(Beginning of Input data)
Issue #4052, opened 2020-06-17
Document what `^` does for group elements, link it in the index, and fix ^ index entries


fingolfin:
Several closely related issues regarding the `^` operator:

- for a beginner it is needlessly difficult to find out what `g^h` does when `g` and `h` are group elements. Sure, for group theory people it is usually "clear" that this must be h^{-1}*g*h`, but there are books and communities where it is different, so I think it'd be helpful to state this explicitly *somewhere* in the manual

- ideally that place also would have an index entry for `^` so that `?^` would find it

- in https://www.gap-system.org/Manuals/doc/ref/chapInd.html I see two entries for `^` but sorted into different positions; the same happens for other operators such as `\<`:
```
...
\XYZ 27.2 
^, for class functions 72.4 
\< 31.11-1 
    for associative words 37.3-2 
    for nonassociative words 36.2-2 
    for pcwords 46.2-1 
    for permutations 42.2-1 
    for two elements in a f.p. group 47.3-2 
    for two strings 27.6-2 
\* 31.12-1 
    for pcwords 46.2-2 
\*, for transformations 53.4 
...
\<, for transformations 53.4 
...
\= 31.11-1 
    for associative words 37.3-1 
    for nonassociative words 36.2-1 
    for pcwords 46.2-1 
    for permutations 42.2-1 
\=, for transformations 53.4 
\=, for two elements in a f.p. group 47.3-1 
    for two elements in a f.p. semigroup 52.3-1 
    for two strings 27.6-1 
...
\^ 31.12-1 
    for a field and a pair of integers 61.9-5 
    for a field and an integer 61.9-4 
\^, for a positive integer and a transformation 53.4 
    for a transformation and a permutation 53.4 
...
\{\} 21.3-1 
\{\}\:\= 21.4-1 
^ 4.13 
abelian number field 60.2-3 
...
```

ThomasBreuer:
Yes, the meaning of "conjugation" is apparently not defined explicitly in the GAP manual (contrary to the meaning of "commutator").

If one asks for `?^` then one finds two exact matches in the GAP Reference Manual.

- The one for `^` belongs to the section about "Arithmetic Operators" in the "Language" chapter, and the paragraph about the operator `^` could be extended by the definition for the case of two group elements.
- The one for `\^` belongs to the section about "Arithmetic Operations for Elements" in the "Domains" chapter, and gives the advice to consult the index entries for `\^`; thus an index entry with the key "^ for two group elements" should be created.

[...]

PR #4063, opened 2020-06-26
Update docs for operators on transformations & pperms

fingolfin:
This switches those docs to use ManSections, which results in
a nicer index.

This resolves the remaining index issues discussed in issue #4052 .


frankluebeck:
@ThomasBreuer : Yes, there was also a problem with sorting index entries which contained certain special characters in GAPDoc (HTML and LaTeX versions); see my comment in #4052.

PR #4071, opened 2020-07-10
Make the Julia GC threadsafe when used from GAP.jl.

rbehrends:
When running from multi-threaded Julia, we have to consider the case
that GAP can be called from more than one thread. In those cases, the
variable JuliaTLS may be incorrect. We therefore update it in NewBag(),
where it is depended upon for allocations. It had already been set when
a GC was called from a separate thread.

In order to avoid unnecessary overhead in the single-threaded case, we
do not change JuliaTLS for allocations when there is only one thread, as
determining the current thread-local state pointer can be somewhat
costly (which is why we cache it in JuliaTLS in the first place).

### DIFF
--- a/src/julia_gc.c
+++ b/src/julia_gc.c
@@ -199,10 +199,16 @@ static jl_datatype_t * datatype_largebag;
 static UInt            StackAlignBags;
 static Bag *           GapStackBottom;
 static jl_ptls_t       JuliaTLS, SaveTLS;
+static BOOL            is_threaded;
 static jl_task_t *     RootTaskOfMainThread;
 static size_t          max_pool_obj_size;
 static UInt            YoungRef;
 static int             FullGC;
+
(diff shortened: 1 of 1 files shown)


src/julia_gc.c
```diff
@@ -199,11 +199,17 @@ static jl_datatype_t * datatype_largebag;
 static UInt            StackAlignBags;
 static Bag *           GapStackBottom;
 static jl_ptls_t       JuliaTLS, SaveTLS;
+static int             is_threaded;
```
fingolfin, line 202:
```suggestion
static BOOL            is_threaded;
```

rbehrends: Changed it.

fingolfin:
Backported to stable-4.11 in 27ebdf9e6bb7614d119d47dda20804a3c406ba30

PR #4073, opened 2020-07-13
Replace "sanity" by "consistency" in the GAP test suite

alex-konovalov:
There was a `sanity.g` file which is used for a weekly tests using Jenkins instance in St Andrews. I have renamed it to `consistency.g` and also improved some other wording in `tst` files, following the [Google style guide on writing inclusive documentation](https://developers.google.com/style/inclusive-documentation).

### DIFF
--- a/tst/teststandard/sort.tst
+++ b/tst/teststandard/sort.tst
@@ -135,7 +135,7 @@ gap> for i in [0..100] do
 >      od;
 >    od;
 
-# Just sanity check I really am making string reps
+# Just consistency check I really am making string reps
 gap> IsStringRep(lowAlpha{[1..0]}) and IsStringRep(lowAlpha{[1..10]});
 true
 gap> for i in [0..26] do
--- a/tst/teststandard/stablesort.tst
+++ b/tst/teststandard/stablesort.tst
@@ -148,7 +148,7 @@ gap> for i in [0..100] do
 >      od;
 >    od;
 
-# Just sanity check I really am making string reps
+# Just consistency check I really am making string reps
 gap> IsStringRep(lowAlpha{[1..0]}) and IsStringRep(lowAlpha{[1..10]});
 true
(End of Input data)
## Aim of the exercise
Count the lines of the data above where the string "belongs" shows up; reply with the number only.

## Answer box
2